**WORK INSTRUCTION:** A complete response lists each line of the data below that includes the word "logged".

**Data excerpts:**
———
PR #2036, opened 2025-05-02
FCL-822 Use doc.content_as_html not doc.body's

dragon-dxw:
Uses API Client 37 to correctly write the image names.
https://national-archives.atlassian.net/browse/FCL-822

Note that this also changes prefixes to not include the trailing slash: `/signed-assets` is now correct, whereas it was `/signed-assets/`; the enviroment variable will need changing.

### DIFF
--- a/judgments/utils/view_helpers.py
+++ b/judgments/utils/view_helpers.py
@@ -91,15 +91,11 @@ class DocumentView(TemplateView):
 
         version_uri = self.request.GET.get("version_uri", None)
 
-        xslt_image_location = env("XSLT_IMAGE_LOCATION", default=None)
-
         if version_uri:
             context["current_version_number"] = extract_version_number_from_filename(version_uri)
-            context["document_html"] = get_document_by_uri_or_404(version_uri).body.content_as_html(
-                image_base_url=xslt_image_location,
-            )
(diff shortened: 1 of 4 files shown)


jacksonj04 (approved):

judgments/utils/view_helpers.py
```diff
@@ -91,15 +91,11 @@ def get_context_data(self, **kwargs):
...
         version_uri = self.request.GET.get("version_uri", None)
 
-        xslt_image_location = env("XSLT_IMAGE_LOCATION", default=None)
-
         if version_uri:
             context["current_version_number"] = extract_version_number_from_filename(version_uri)
-            context["document_html"] = get_document_by_uri_or_404(version_uri).body.content_as_html(
-                image_base_url=xslt_image_location,
-            )
+            context["document_html"] = get_document_by_uri_or_404(version_uri).content_as_html()
```
anthonyhashemi, line 96: this is the line of code which is apparently untested according to the codeclimate chrome extension I have installed. 

Adding a test for this logic should get the check passing

dragon-dxw: thank you! -- I don't know how to get the codeclimate extension to work properly, and I've spent too long today trying to work out what the problem is.

dragon-dxw: image

PR #2058, opened 2025-05-15
[FCL-49] Add management command to assign missing FCLIDs

jacksonj04:
This is a maintenance command intended to be run manually. It will loop over the query for documents without an FCLID until there are none left, and then for each document in the query will attempt to mint a new FCLID.

### DIFF
--- a/judgments/management/commands/assign_missing_fclids.py
+++ b/judgments/management/commands/assign_missing_fclids.py
@@ -1,0 +1,45 @@
+from caselawclient.models.identifiers.exceptions import IdentifierValidationException
+from caselawclient.types import MarkLogicDocumentURIString
+from django.core.management.base import BaseCommand
+
+from judgments.utils import api_client
+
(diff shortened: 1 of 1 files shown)


judgments/management/commands/assign_missing_fclids.py
```diff
@@ -0,0 +1,45 @@
...
+        while total > 0:
+            loop += 1
+
+            documents_missing_fclid = api_client.get_missing_fclid(maximum_records=NUMBER_PER_LOOP)
+            total = len(documents_missing_fclid)
+
+            for i, document in enumerate(documents_missing_fclid):
+                doc_count += 1
+
+                prefix_string = f"L{loop}, {i + 1}/{total} ({doc_count})"
```
dragon-dxw, line 27: I don't get the difference between `i+1` and `doc_count`

dragon-dxw (approved):

PR #2061, opened 2025-05-15
Add multifactor authentication

dragon-dxw:
## Changes in this PR:
Add multifactor authentication

This won't suddenly spring MFA on anyone; they'll have to visit /accounts/mfa to set it up.

Does require a database migration.

https://national-archives.atlassian.net/jira/software/projects/FCL/boards/136/backlog?selectedIssue=FCL-131

## Screenshots of UI changes:
image

### DIFF
--- a/config/settings/base.py
+++ b/config/settings/base.py
@@ -74,6 +74,7 @@ THIRD_PARTY_APPS = [
     "allauth",
     "allauth.account",
     "allauth.socialaccount",
+    "allauth.mfa",
     "stronghold",
     "waffle",
     "widget_tweaks",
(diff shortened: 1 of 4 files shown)


config/settings/base.py
```diff
@@ -282,17 +283,17 @@
 # https://django-allauth.readthedocs.io/en/latest/configuration.html
 ACCOUNT_ADAPTER = "judgments.account_adapter.NoNewUsersAccountAdapter"
 ACCOUNT_ALLOW_REGISTRATION = False
-ACCOUNT_AUTHENTICATION_METHOD = "username"
-ACCOUNT_EMAIL_REQUIRED = True
+ACCOUNT_LOGIN_METHODS = {"username"}
```
dragon-dxw, line 286: These two changes were recommended by the software itself.

config/settings/base.py
```diff
@@ -282,17 +283,17 @@
...
+MFA_ADAPTER = "allauth.mfa.adapter.DefaultMFAAdapter"
 
 
 # Your stuff...
 # ------------------------------------------------------------------------------
 
 STRONGHOLD_PUBLIC_URLS = (
-    r"^/accounts/login",
-    r"^/accounts/password/reset/",
+    r"^/accounts/",
```
dragon-dxw, line 296: This has security implications, but I'm pretty sure they're fine.

ds_caselaw_editor_ui/templates/allauth/layouts/base.html
```diff
@@ -0,0 +1,87 @@
+{% extends "layouts/base.html" %}
```
dragon-dxw, line 1: This is copy-pasted from https://github.com/pennersr/django-allauth/blob/main/allauth/templates/allauth/layouts/base.html with the exception of the first line and the html lang tag as recommended by linter.

dragon-dxw:
We could probably turn on passkeys if we wanted to.
https://docs.allauth.org/en/dev/mfa/webauthn.html

config/settings/base.py
jacksonj04: What implications?

PR #2073, opened 2025-05-21
Fcl 847/use frontend tna colours

jlhdxw:
## Changes in this PR:

Updates colours from the new ones in FCL frontend and removes a bunch of unused stuff. Also clean up some styles that weren't quite right.

https://national-archives.atlassian.net/browse/FCL-847


Terry-Price (approved):
after a conversation with @Floppy - happy to include unused colours due to technical constraints.

PR #2099, opened 2025-06-03
[FCL-881] editors are not able to view document history pages

jacksonj04:
Bump to fixed version of API Client to allow history to be loaded for pages with UUID-based URIs. As a bonus action, promote structured history view out of labs.

### DIFF
--- a/judgments/tests/test_document_history.py
+++ b/judgments/tests/test_document_history.py
@@ -4,57 +4,17 @@ from unittest.mock import patch
 
 from caselawclient.client_helpers import VersionAnnotation, VersionType
 from caselawclient.factories import DocumentBodyFactory, JudgmentFactory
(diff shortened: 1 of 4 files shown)


judgments/tests/test_document_history.py
```diff
@@ -4,57 +4,17 @@
...
 from django.test import TestCase
 from django.urls import reverse
 from factories import DocumentVersionFactory
-from waffle.testutils import override_flag
 
 from judgments.views import document_history
 from judgments.views.document_history import DocumentHistorySequencer
 
 
-class TestDocumentHistory(TestCase):
```
anthonyhashemi, line 19: Took me a second but for anyone else these aren't needed as they were for the old history page before the toggle

anthonyhashemi (approved):
Nice!

PR #2217, opened 2025-08-04
You must be logged in to visit urls with `/check` prefix unless they're literally `/check`

dragon-dxw:
We noticed an attacker got a 500 trying to visit `/checkout/paypal.env`, rather than a 403 or redirect to login.
We were allowing any urls starting /check to be visited when not logged in, rather than just the /check endpoint.

### DIFF
--- a/judgments/tests/tests.py
+++ b/judgments/tests/tests.py
@@ -28,3 +28,17 @@ class TestSearchResults(TestCase):
                 page=1,
             ),
         )
+
+
+class TestCheckPrefixUrls(TestCase):
+    def test_just_check_ok(self):
+        """The /check endpoint can be used when not logged in"""
+        response = self.client.get("/check")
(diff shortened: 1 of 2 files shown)


jacksonj04 (approved):

judgments/tests/tests.py
```diff
@@ -28,3 +28,17 @@ def test_oldest(self, mock_search):
...
+
+
+class TestCheckPrefixUrls(TestCase):
+    def test_just_check_ok(self):
+        """The /check endpoint can be used when not logged in"""
+        response = self.client.get("/check")
+        assert response.status_code == 200
+        assert b'"OK"' in response.content
+
+    def test_check_prefix_not_ok(self):
```
anthonyhashemi, line 40: amazing, hanks

PR #2219, opened 2025-08-06
Do not send unenrichable documents to enrichment

dragon-dxw:
## Changes in this PR:

Calling `document.enrich(allow_failures=True)` will return `None` rather than raise an exception if it's not reasonable to enrich the document. This is good for both the cronjob (which will silently ignore and skip) and the UI (which will produce a sensible error)

It's possible that we should instead mark the document so that it is never reconsidered for enrichment in some way.

https://national-archives.atlassian.net/browse/FCL-1087

### DIFF
--- a/judgments/management/commands/enrich_next_in_reenrichment_queue.py
+++ b/judgments/management/commands/enrich_next_in_reenrichment_queue.py
@@ -35,5 +35,5 @@ class Command(BaseCommand):
             document = api_client.get_document_by_uri(document_uri)
 
             self.stdout.write(f"Sending document {document.name} to enrichment...")
-            document.enrich()
+            document.enrich(accept_failures=True)
             time.sleep(3)
--- a/judgments/views/enrich.py
+++ b/judgments/views/enrich.py
@@ -8,7 +8,7 @@ from judgments.utils.view_helpers import get_document_by_uri_or_404
 def enrich(request):
     document_uri = request.POST.get("document_uri", None)
     document = get_document_by_uri_or_404(document_uri)
-    enrichment_triggered = document.enrich(accept_failures=True)
+    enrichment_triggered = document.enrich(accept_failures=True, even_if_recent=True)
     if not enrichment_triggered:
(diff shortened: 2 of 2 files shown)


anthonyhashemi:
Also agree that we could mark documents that should not be enriched, but let's think of a good way of doing that.

For now, we can definitely just ignore documents without a source docx, which I believe we do for reparse

judgments/management/commands/enrich_next_in_reenrichment_queue.py
```diff
@@ -35,5 +35,5 @@ def handle(self, *args, **options):
             document = api_client.get_document_by_uri(document_uri)
 
             self.stdout.write(f"Sending document {document.name} to enrichment...")
-            document.enrich()
+            document.enrich(accept_failures=True)
```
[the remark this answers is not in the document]
dragon-dxw: Essentially, yes; we could do that instead.

anthonyhashemi:
> Not necessarily documents without a docx; some early documents were uploaded without docx but with full XML, so can be enriched but not reparsed.

Oh I see, fair point!

anthonyhashemi (approved):

judgments/views/enrich.py
```diff
@@ -8,7 +8,7 @@
 def enrich(request):
     document_uri = request.POST.get("document_uri", None)
     document = get_document_by_uri_or_404(document_uri)
-    enrichment_triggered = document.enrich()
+    enrichment_triggered = document.enrich(accept_failures=True)
```
anthonyhashemi, line 11: I guess we already have a test for when document.enrich returns falsey

judgments/management/commands/enrich_next_in_reenrichment_queue.py
anthonyhashemi, line 38: could add a test to demonstrate that we want it to continue to try enrich the next one even if one doc errors on doc.enrich

PR #2799, opened 2026-04-13
ci: add production smoke test and modernise docker-compose

anthonyhashemi:
## Changes in this PR:

Get EUI inline with changes to dockerfile/compose made in PUI for consistency.

- Replace build-only CI step with compose-based production smoke test
- Add docker-compose.prod-test.yml overlay targeting production Dockerfile
- Add MarkLogic and postgres healthchecks with service_healthy depends_on
- Replace hardcoded env vars and env_file with ${VAR:-default} syntax
- Fix Dockerfile permissions: app owned by root, only runtime dirs chowned
- Add node_modules to .dockerignore, --unsafe to check-yaml pre-commit
- Update README with compose files, MarkLogic, and network docs

https://national-archives.atlassian.net/browse/FCLC-624

### DIFF
--- a/.dockerignore
+++ b/.dockerignore
@@ -7,4 +7,5 @@
 .pre-commit-config.yaml
 .readthedocs.yml
 .travis.yml
+node_modules
 venv
--- a/.github/workflows/ci.yml
+++ b/.github/workflows/ci.yml
@@ -87,7 +87,7 @@ jobs:
           name: django-image
           path: /tmp/django-image.tar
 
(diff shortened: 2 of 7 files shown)


jacksonj04 (approved):

jacksonj04 (changes requested):
Looks like this needs the e2e configuration tweaking as well, but otherwise this is a great chunk of cleaning up cruft!

jacksonj04 (approved):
———
**COMPLETED TASK:**
You must be logged in to visit urls with `/check` prefix unless they're literally `/check`
We were allowing any urls starting /check to be visited when not logged in, rather than just the /check endpoint.
+        """The /check endpoint can be used when not logged in"""
+        """The /check endpoint can be used when not logged in"""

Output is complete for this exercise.